Matt dried his face again and glanced around. Paul was well out of earshot, trying to reach someone on his walkie-talkie.
“I don’t remember the last time I said it . . . probably around thirteen, fourteen. But I love you, Dad. I really hope you can hear that. Sorry I . . . well, you know why I’m sorry.”
Matt looked his father’s body over one last time, then got up to go. He traveled a single step away and stopped, remembering the stone. Dropping back to his knees, he drew his father’s hand to him and pulled open the fingers. Picking up the smooth little rock, he almost expected it to throw him into the imprint, but, of course, it didn’t—one César González Machado held that honor at present. Matt dropped the rock into his pocket.
Paul called out, “Hey, we got guys coming up the hill.”
Matt sprang up. “What kind of guys?”
“Look like military. Real ones. Might want to put your hands up . . . they’ve got guns at the ready.”
FORTY-FOUR
Tuni took the cat from her neighbor’s hands, thanked him profusely, and turned the key and went inside. Then, letting the cat escape her grasp, she checked the place out from top to bottom. Satisfied, she wheeled in her bags from the hall and locked the door behind her. The familiar scent of old wood was comforting, but it didn’t fill the empty space or soothe her as she had anticipated.

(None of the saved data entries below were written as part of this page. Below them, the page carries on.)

PR #1589, opened 2024-03-15
main/elogind: update to 252.23

triallax:


q66:
every elogind release breaks about a billion things so let's give it some time

triallax:
can't bother updating to latest release, somebody else can pick it up

PR #1590, opened 2024-03-15
contrib/gitoxide: new package (0.34.0)

jcgruenhage:


contrib/gitoxide/template.py
```diff
@@ -0,0 +1,23 @@
...
+build_style = "cargo"
+_gitoxide_features = [
+    "--no-default-features",
+    "--features=max-control,gix-features/zlib-stock,gitoxide-core-blocking-client,http-client-curl",
+]
+make_build_args = _gitoxide_features
+make_install_args = _gitoxide_features
+make_check_args = _gitoxide_features
+hostmakedepends = ["cargo", "cmake", "pkgconf"]
+makedepends = ["rust-std", "openssl-devel", "zlib-devel", "sqlite-devel"]
```
nekopsykose, line 13: missing libcurl-devel for it to use system curl

it also never ends up linking to openssl or sqlite, so either that silently vendors or the installed binaries specifically just don't use it and other build-time stuff does. you probably want --bins to only build the actually installed things and not the entire gix project?

contrib/gitoxide/template.py
```diff
@@ -0,0 +1,23 @@
...
+pkgdesc = "Idiomatic, lean, fast & safe pure Rust implementation of Git"
```
nekopsykose, line 14:
```suggestion
pkgdesc = "Rust implementation of Git"
```

contrib/gitoxide/template.py
```diff
@@ -0,0 +1,23 @@
...
+pkgver = "0.34.0"
+pkgrel = 0
+build_style = "cargo"
+_gitoxide_features = [
+    "--no-default-features",
+    "--features=max-control,gix-features/zlib-stock,gitoxide-core-blocking-client,http-client-curl",
+]
+make_build_args = _gitoxide_features
+make_install_args = _gitoxide_features
+make_check_args = _gitoxide_features
```
nekopsykose, line 11:
```suggestion
make_build_args = [
    "--no-default-features",
    "--features=max-control,gix-features/zlib-stock,gitoxide-core-blocking-client,http-client-curl",
]
make_install_args = list(make_build_args)
make_check_args = list(make_install_args)
```

contrib/gitoxide/template.py
nekopsykose: ah, for sqlite it's because of  

```
rusqlite = { version = "0.30.0", optional = true, features = ["bundled"] }
```

nekopsykose: (this both vendors it, and breaks on ppc64le because sqlite has broken endianness checks with clang and always assumes the target is big endian)

nekopsykose: for openssl, the linker probably optimises out the link because the system libcurl links it instead, so nothing special there

q66: i think https://github.com/chimera-linux/cports/pull/1591 will fix it

q66:
```
=> gitoxide-0.34.0-r0: running pre_pkg hook: 001_runtime_deps...
   SONAME: libssl.so.3 <-> libssl3
   SONAME: libcrypto.so.3 <-> libcrypto3
   SONAME: libz.so.1 <-> zlib
   SONAME: libunwind.so.1 <-> libunwind
   SONAME: libc.so <-> musl
```

jcgruenhage: yeah, I verified locally with #1591 it does end up linking sqlite properly

jcgruenhage: regarding libcurl: I'll look into that, thanks for the pointer

contrib/gitoxide/template.py
```diff
@@ -0,0 +1,27 @@
...
+pkgver = "0.34.0"
+pkgrel = 0
+build_style = "cargo"
+make_build_args = [
+    "--no-default-features",
+    "--features=max-control,gix-features/zlib-stock,gitoxide-core-blocking-client,http-client-curl",
+]
+make_install_args = list(make_build_args)
+make_check_args = list(make_install_args)
+hostmakedepends = ["cargo", "cmake", "pkgconf"]
```
nekopsykose, line 11:
```suggestion
hostmakedepends = ["cargo", "pkgconf"]
```

not used anymore with the other stuff fixed

PR #1586, opened 2024-03-14
OpenPGP card tooling

jcgruenhage:
- **contrib/pcsc-ccid: new package (1.5.5)**: Needed for using the two tools below
- **contrib/openpgp-card-tools: new package (0.10.0)**: Tool for managing openpgp smart cards
- **contrib/openpgp-card-ssh-agent: new package (0.2.3)**: SSH agent for OpenPGP authentication subkeys on OpenPGP smart cards.

PR #1592, opened 2024-03-15
contrib/sequoia-sq: new package (0.34.0)

jcgruenhage:
Split out of #1586

### DIFF
--- a/contrib/capnproto/template.py
+++ b/contrib/capnproto/template.py
@@ -1,0 +1,32 @@
+pkgname = "capnproto"
+pkgver = "1.0.2"
+pkgrel = 0
+build_style = "cmake"
+configure_args = ["-DBUILD_SHARED_LIBS=ON"]
+hostmakedepends = ["cmake", "ninja", "pkgconf"]
+makedepends = [
+    "libucontext-devel",
+    "linux-headers",
+    "openssl-devel",
+    "zlib-devel",
+]
+pkgdesc = "Cap'n Proto serialization/RPC system"
+maintainer = "Jan Christian Grünhage <jan.christian@gruenhage.xyz>"
+license = "MIT"
+url = "https://capnproto.org"
+source = f"{url}/capnproto-c++-{pkgver}.tar.gz"
+sha256 = "9057dbc0223366b74bbeca33a05de164a229b0377927f1b7ef3828cdd8cb1d7e"
+
+
+if self.profile().cross:
+    hostmakedepends += ["capnproto-devel"]
+    configure_args += ["-DEXTERNAL_CAPNP=ON", "-DBUILD_TESTING=OFF"]
+
+
+def post_install(self):
+    self.install_license("LICENSE.txt")
+
+
+@subpackage("capnproto-devel")
+def _devel(self):
+    return self.default_devel(extra=["usr/bin"])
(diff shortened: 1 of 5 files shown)


contrib/capnproto/template.py
```diff
@@ -0,0 +1,26 @@
+pkgname = "capnproto"
+pkgver = "1.0.2"
+pkgrel = 0
+build_style = "gnu_configure"
```
nekopsykose, line 4: you seem to have dropped the cmake from before (which works fine)

contrib/capnproto/template.py
```diff
@@ -0,0 +1,26 @@
...
+hostmakedepends = ["automake", "libtool", "pkgconf"]
```
nekopsykose, line 5: need to pass  

```
```

otherwise they're all only static

contrib/capnproto/template.py
```diff
@@ -0,0 +1,26 @@
...
+maintainer = "Jan Christian Grünhage <jan.christian@gruenhage.xyz>"
+license = "MIT"
+url = "https://capnproto.org"
+source = f"{url}/capnproto-c++-{pkgver}.tar.gz"
+sha256 = "9057dbc0223366b74bbeca33a05de164a229b0377927f1b7ef3828cdd8cb1d7e"
+
+
+if self.profile().cross:
+    hostmakedepends += ["capnproto", "capnproto-devel"]
+    configure_args = ["--with-external-capnp"]
```
nekopsykose, line 17:
```suggestion
    hostmakedepends += ["capnproto-devel"]
    configure_args = ["-DEXTERNAL_CAPNP=ON", "-DBUILD_TESTING=OFF"]
```

after fixing the above this works

contrib/capnproto/template.py
```diff
@@ -0,0 +1,26 @@
...
+
+
+def post_install(self):
+    self.install_license("LICENSE.txt")
+
+
+@subpackage("capnproto-devel")
+def _devel(self):
+    return self.default_devel()
```
nekopsykose, line 26:
```suggestion
    return self.default_devel(extra="usr/bin")
```

contrib/capnproto/template.py
```diff
@@ -0,0 +1,26 @@
+pkgname = "capnproto"
+pkgver = "1.0.2"
+pkgrel = 0
+build_style = "gnu_configure"
+hostmakedepends = ["automake", "libtool", "pkgconf"]
+makedepends = ["linux-headers"]
```
nekopsykose, line 6: you probably also want zlib-devel, libucontext-devel, openssl-devel?

contrib/sequoia-sq/template.py
```diff
@@ -0,0 +1,28 @@
...
+pkgrel = 0
+build_style = "cargo"
+make_build_env = {"ASSET_OUT_DIR": "assets"}
+hostmakedepends = ["cargo", "pkgconf", "capnproto"]
+makedepends = [
+    "nettle-devel",
+    "openssl-devel",
+    "sqlite-devel",
+    "capnproto-devel",
+    "rust-std",
```
nekopsykose, line 12: sort

contrib/capnproto/template.py
nekopsykose: (since i'm pretty sure these are all makedep binaries to use along with -devel, and don't have to be next to the library)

She went down the hall and flopped onto the comfy white-linen-covered couch. She had already listened to the voicemail in the cab. Hidden deep among the political and non-profit solicitors, Dr. Meier at the museum, her mum, and various friends was a message from Beth Turner.
“Hi Tuni,” the voice said. “I don’t know what happened between you and Matty, but I’d like you at the funeral . . .” It was set for ten-thirty Saturday morning, in Newark.

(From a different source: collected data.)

PR #1593, opened 2024-03-15
main/pipewire,wireplumber: add log-type buffer for user services

nekopsykose:
i've had log-file = /home/me/whatever locally for a while to look at these logs, but this is probably a bit better. a small scrollback is usually enough to see if something weird was happenening


q66:
fold with #1617

PR #1599, opened 2024-03-16
contrib/copyq: update to 8.0.0

ttyyls:
this update also drops X11 support alongside its build dependencies, and turn off notifications support explicitely (previously implicitelt disabled) since it relies on knotifications.


nekopsykose:
> this updated also drops X11 support  

why?

ttyyls:
> > this updated also drops X11 support
>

She didn’t want to see Matthew yet. One cannot simply apologize for finally saying that which they had always wanted, nor could he simply take back what was said. There could be no “I didn’t mean it that way” or “It was the heat of the moment, the stress.” As he so coldly proclaimed, there could be no future for them.
Abel had been delicate, framed his sentences to make Matthew sound better, but it was pretty clear what had happened after Tuni had left. Matthew had snubbed his father just as he had Tuni, for he was clearly more interested in chasing treasure with the very man who had kidnapped him. So many people died as a result—his own father, for God’s sake! It made her sick inside just to think of it. How blind she had been during their time together. It was crazy, the things one could overlook while in the thick of a relationship. The things she had ignored, minimized, dismissed, excused.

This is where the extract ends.